Prévisible, enfin, le fait que la trop grande dépendance de la France à l’égard d’une source de production électrique – à savoir le nucléaire – constituait une vulnérabilité. Le risque d’une mise à l’arrêt d’une partie importante du parc nucléaire pour raison de sûreté, à cause d’un défaut générique, avait été énoncé clairement et fortement depuis longtemps. M. Pierre-Franck Chevet, président de l’Autorité de sûreté nucléaire – dont j’avais proposé la nomination –, avait lancé l’alerte à ce propos en 2013, dans le cadre du débat national sur la transition énergétique que je présidais, et cet élément avait été pris en compte dans la synthèse. À ce risque identifié de longue date se sont ajoutés le décalage de certaines opérations de maintenance, lié à la pandémie, ou encore les dérogations demandées lors de la sécheresse.
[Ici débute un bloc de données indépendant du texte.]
PR #393, opened 2017-07-06
Add breakingchanges

jbagga:
Addresses #350 

cc @Eilon @dougbu @ryanbrandenburg


src/Microsoft.Extensions.Localization/breakingchanges.net45.json
```diff
@@ -0,0 +1,22 @@
+[
```
pranavkm: Shouldn't need a net45.json. We aren't cross-compiling this project.

jbagga:
Removed net45 json file

PR #409, opened 2017-08-28
Log warnings when cultures specified by Request Culture Providers are…

### LINKED ISSUE #372: Consider to use logging in the Request Culture Providers

pranavkm:
… unsupported

Fixes #372

### DIFF
--- a/src/Microsoft.AspNetCore.Localization/RequestCultureProviderLoggerExtensions.cs
+++ b/src/Microsoft.AspNetCore.Localization/RequestCultureProviderLoggerExtensions.cs
@@ -1,0 +1,38 @@
+﻿// Copyright (c) .NET Foundation. All rights reserved. 
+// Licensed under the Apache License, Version 2.0. See License.txt in the project root for license information. 
+
+using System;
+using System.Collections.Generic;
+using Microsoft.Extensions.Logging;
+using Microsoft.Extensions.Primitives;
+
+namespace Microsoft.AspNetCore.Localization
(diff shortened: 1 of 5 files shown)


src/Microsoft.AspNetCore.Localization/RequestCultureProviderLoggerExtensions.cs
```diff
@@ -0,0 +1,38 @@
...
+                LogLevel.Warning,
+                1,
+                "{requestCultureProvider} returned the following unsupported cultures '{cultures}'.");
+            _unsupportedUICulture = LoggerMessage.Define<string, IList<StringSegment>>(
+                LogLevel.Warning,
+                2,
+                "{requestCultureProvider} returned the following unsupported cultures '{cultures}'.");
+        }
+
+        public static void UnsupportedCulture(this ILogger logger, string requestCultureProvider, IList<StringSegment> cultures)
```
ryanbrandenburg: Should be `UnsupportedCultures` if it takes a list, no?

pranavkm: Sure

Ces événements illustrent la sensibilité du nucléaire aux chocs externes. Les conséquences sont très lourdes sur les plans économique et social, mais aussi écologique, avec une augmentation du bilan carbone de l’électricité.
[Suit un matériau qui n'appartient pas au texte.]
Issue #273, opened 2016-08-05
zh-TW should fallback to zh-Hant before zh


luciusli:
zh-CN should also fallback to zh-Hans.

Eilon:
I have a feeling that the logic is quite simple: It just chops off the last segment of the locale string after the `-` character and uses that. I don't think any part of the system actually knows anything about which languages are "related" to other languages.

@ryanbrandenburg do you know any more about how this fallback logic works?

hishamco:
As @Eilon said zh-TW & zh-Hant should fallback to zh, I never seen a framework to do such thing, because you need something in advance (relation between the languages),

ryanbrandenburg:
Actually, we use `CultureInfo.Parent` to walk down the hierarchy rather than string manipulation.

For zh-TW in net451 (there are some differences between frameworks) the hierarchy goes "zh-TW->zh-CHT->zh-Hant->zh" in netcoreapp1.0 it's the same, but omit "zh-CHT". Either framework should reach zh-Hant before zh. The most likely cause of skipping it would be that zh-TW or zh-Hant are not among `SupportedCultures` or `SupportedUICultures`. If zh-TW and zh-Hant are both in your `SupportedCultures` and `SupportedUICultures` and you are still encountering this problem please upload a reproduction app as a GitHub repository so that I can diagnose the problem.

Eilon:
This seems like a complete explanation. Assuming the steps in @ryanbrandenburg 's response are followed, there is no further issue here, so I'm closing the issue.

If the ultimate issue is that the hierarchy of cultures on .NET Core (netcoreapp) is undesirable, please file a new bug at https://github.com/dotnet/corefx/issues/. Thanks!

yufeih:
@ryanbrandenburg 

> Actually, we use CultureInfo.Parent to walk down the hierarchy rather than string manipulation.

It is actually using a simple string manipulation here: https://github.com/aspnet/Localization/blob/dev/src/Microsoft.AspNetCore.Localization/RequestLocalizationMiddleware.cs#L206

> If zh-TW and zh-Hant are both in your SupportedCultures and SupportedUICultures and you are still encountering this problem please upload a reproduction app as a GitHub repository so that I can diagnose the problem.

I prepared a [PR](https://github.com/aspnet/Localization/pull/416/files) with a test case to reproduce the problem

Issue #415, opened 2017-09-14
FallBackToParentCultures does not respect zh-CN and zh-Hans


yufeih:
When `FallBackToParentCultures` is set, *zh-CN* will not be fallback to *zh-Hans*.

Locale fallback simply trim the last section after dash, this is incorrect:

https://github.com/aspnet/Localization/blob/dev/src/Microsoft.AspNetCore.Localization/RequestLocalizationMiddleware.cs#L206

*zh-Hans* should be a parent locale of *zh-CN*

hishamco:
Could you please refer to issue #273, seems `zh-{cultures}` are more complicated than I knew 😄

aspnet-hello:
This issue was moved to aspnet/Home#2634

PR #416, opened 2017-09-14
Change culture fallback to use corefx parent culture

yufeih:
Uses `CultureInfo.Parent` as fallback parent culture, instead of trimming last part.

Resolves https://github.com/aspnet/Localization/issues/273 and https://github.com/aspnet/Localization/issues/415

@hishamco @ryanbrandenburg

### DIFF
--- a/src/Microsoft.AspNetCore.Localization/RequestLocalizationMiddleware.cs
+++ b/src/Microsoft.AspNetCore.Localization/RequestLocalizationMiddleware.cs
@@ -152,13 +152,27 @@ namespace Microsoft.AspNetCore.Localization
             IList<CultureInfo> supportedCultures,
             bool fallbackToParentCultures)
         {
+            CultureInfo cultureInfo;
+
             foreach (var cultureName in cultureNames)
             {
                 // Allow empty string values as they map to InvariantCulture, whereas null culture values will throw in
                 // the CultureInfo ctor
                 if (cultureName != null)
                 {
-                    var cultureInfo = GetCultureInfo(cultureName, supportedCultures, fallbackToParentCultures, currentDepth: 0);
+                    try
+                    {
+                        cultureInfo = CultureInfo.GetCultureInfo(cultureName.ToString());
+                    }
+                    catch (CultureNotFoundException)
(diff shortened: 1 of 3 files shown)


hishamco:
There's a test failed on Travis CI

yufeih:
Right, `CultureInfo.Parent` seems to behave differently on linux

hishamco:
May be, so leaving this PR for now until the `CultureInfo.Parent` is got fixed, @Eilon I think we need to file a bug in Core CLR repo regarding this

yufeih:
`CultureInfo.Parent` on linux is calling [uloc_getParent()](http://transit.iut2.upmf-grenoble.fr/doc/icu-doc/html/uloc_8h.html#ab722eaa3e697c2df034e1a65fba0b06d). `zh-CN` is an alias of `zh-Hans-CN`, `uloc_getParent` does not map aliased names.

hishamco:
@Eilon what's the action needed here, while the implementation of the `CultureInfo.Parent` seems different in Linux

mkArtakMSFT:
@hishamco, is the fact that the CultureInfo.Parent behaves differently on Linux causes the tests to fail? Can the tests be updated to account for it?

hishamco:
I was expected it's a Core CLR bug, so what's the suitable solution in this case, while the tests are not target a specific OS like what we have in the past

hishamco:
@ryanbrandenburg what we can do regarding this PR?

ryanbrandenburg:
Your tests seem to fail on Ubuntu, likely due to aspnet/Localization#273.

hishamco:
@yufeih any updates on this?

hishamco:
@ryanbrandenburg what's the action needed here?

ryanbrandenburg:
The action needed is to correct either the code or the tests as appropriate to make the tests pass, and resolve the merge conflict.

hishamco:
Seems @yufeih not respond from 4 months after I ping him

ryanbrandenburg:
Yeah, I'm going to close this PR as inactive.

Tous ces risques étaient donc connus. Ils sont au fondement de la nécessité d’une grande transformation de la politique énergétique du pays, et ce depuis longtemps.

Soit on recherche des boucs émissaires, dans une sorte de jeu politicien du mistigri, ce qui serait de peu d’intérêt et représenterait une immense perte de temps pour votre commission d’enquête, soit – et ce serait l’intérêt de la nation – on peut prendre un peu de hauteur et de recul, et constater, par-delà les alternances et les changements de ministre, certainement trop nombreux dans ce domaine, qu’il y a une permanence de l’inertie française. Il y a, en fait, une ligne de fuite continue, dont il faut examiner les causes profondes.

La première de ces causes est la négation des limites planétaires et de notre entrée dans une nouvelle ère géologique : l’Anthropocène. Celle-ci se caractérise par la destruction, à un rythme qui s’accélère, des conditions d’habitabilité de la Terre et par l’épuisement des ressources, résultat de la civilisation thermo-industrielle. Elle est porteuse d’une dynamique d’effondrements systémiques, de tout ce qui nous permet de vivre : chaos climatique, risques pour les éléments de base de la subsistance comme l’eau et l’alimentation, exacerbation des tensions géopolitiques face à la pénurie des ressources, et son cortège de guerres, conventionnelles ou hybrides.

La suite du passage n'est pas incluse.